Segment Start: Available data

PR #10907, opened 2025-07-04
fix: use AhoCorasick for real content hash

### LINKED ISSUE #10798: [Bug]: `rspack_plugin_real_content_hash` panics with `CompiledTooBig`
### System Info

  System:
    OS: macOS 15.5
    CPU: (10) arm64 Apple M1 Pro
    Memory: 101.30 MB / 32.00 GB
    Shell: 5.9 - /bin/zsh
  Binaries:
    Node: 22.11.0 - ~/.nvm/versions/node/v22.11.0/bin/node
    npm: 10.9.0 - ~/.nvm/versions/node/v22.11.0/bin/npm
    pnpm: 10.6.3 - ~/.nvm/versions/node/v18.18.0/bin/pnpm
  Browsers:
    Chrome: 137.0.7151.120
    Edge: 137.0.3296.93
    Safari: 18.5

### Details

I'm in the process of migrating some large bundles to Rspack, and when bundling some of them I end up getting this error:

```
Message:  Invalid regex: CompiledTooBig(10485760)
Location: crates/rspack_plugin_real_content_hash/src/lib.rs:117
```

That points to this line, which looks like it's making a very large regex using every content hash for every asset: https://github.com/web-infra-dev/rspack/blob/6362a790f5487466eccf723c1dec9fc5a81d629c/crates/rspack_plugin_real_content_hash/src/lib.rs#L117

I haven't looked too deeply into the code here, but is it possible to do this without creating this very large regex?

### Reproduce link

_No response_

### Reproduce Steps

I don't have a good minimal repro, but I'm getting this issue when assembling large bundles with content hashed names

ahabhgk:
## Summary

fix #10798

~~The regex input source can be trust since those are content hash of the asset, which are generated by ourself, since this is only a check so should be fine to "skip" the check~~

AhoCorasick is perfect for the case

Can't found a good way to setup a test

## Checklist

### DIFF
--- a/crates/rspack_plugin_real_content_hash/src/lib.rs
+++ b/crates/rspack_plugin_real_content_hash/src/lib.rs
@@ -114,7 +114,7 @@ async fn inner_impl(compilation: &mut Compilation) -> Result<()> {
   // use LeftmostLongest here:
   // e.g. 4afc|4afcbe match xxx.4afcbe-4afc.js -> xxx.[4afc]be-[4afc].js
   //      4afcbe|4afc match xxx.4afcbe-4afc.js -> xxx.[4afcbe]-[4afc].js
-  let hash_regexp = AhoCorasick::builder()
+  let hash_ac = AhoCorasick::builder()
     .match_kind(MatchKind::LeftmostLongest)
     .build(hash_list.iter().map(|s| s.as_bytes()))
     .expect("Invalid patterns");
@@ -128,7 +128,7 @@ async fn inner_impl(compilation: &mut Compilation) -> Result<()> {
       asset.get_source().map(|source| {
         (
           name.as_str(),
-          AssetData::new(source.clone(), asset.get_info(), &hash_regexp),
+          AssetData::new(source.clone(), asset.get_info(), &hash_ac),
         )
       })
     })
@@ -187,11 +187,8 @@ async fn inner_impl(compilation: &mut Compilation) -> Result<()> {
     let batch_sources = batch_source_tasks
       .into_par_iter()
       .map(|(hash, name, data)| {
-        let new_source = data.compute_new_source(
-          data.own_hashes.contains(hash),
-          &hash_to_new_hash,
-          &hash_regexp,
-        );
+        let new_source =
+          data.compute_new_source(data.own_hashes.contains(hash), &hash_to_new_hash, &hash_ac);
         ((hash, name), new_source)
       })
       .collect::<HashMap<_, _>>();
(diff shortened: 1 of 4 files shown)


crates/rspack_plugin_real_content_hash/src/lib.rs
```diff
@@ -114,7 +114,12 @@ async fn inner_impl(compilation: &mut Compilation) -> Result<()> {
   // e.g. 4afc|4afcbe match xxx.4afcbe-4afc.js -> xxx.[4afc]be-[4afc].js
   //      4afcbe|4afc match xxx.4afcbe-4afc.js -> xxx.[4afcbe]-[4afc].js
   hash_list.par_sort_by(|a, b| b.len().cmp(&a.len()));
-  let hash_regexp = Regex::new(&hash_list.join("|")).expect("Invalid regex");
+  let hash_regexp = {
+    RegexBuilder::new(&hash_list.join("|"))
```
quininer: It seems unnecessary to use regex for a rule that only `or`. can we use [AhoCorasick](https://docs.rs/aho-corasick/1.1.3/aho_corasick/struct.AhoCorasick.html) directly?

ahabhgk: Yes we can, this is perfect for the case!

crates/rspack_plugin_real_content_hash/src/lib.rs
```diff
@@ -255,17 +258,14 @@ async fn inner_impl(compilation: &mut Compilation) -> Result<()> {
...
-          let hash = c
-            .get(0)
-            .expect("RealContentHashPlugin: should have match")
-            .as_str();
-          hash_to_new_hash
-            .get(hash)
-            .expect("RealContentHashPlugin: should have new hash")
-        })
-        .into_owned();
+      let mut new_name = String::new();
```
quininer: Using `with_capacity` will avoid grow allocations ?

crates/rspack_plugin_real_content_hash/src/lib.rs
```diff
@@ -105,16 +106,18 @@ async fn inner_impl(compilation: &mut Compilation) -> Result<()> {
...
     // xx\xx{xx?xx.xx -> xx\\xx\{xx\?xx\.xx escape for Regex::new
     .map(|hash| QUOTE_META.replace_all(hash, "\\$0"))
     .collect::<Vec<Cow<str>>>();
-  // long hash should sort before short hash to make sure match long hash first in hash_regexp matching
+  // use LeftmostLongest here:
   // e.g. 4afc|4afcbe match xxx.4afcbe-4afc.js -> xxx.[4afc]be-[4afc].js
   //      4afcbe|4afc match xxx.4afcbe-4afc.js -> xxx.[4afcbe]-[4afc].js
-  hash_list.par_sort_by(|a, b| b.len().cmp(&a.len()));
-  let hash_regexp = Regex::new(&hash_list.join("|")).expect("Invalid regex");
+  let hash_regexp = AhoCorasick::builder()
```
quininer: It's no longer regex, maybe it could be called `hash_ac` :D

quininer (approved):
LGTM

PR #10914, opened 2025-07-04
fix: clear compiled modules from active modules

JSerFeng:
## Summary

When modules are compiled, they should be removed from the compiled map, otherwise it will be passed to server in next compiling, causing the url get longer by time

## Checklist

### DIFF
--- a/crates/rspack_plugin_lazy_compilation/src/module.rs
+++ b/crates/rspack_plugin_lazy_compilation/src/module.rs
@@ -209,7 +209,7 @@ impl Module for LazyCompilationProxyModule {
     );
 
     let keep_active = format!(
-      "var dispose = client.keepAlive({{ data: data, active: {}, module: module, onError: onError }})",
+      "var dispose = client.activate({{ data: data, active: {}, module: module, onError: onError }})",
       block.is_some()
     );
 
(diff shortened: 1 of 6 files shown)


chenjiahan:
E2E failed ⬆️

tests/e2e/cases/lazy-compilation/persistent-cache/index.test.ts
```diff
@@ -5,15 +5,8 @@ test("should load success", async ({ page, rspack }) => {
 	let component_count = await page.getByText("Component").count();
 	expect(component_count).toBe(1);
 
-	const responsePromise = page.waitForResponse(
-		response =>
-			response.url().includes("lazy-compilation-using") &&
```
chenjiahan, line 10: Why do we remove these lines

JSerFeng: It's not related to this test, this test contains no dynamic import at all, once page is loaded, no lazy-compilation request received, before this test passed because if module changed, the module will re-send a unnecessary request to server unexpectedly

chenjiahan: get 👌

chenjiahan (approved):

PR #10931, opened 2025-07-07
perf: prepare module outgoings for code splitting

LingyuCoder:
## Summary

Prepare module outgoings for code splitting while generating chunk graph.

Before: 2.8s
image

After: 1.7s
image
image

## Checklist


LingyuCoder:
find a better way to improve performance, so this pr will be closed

Segment End: Available data

The lines you need are those containing "client"; find them in the records and copy them.

-      "var dispose = client.keepAlive({{ data: data, active: {}, module: module, onError: onError }})",
+      "var dispose = client.activate({{ data: data, active: {}, module: module, onError: onError }})",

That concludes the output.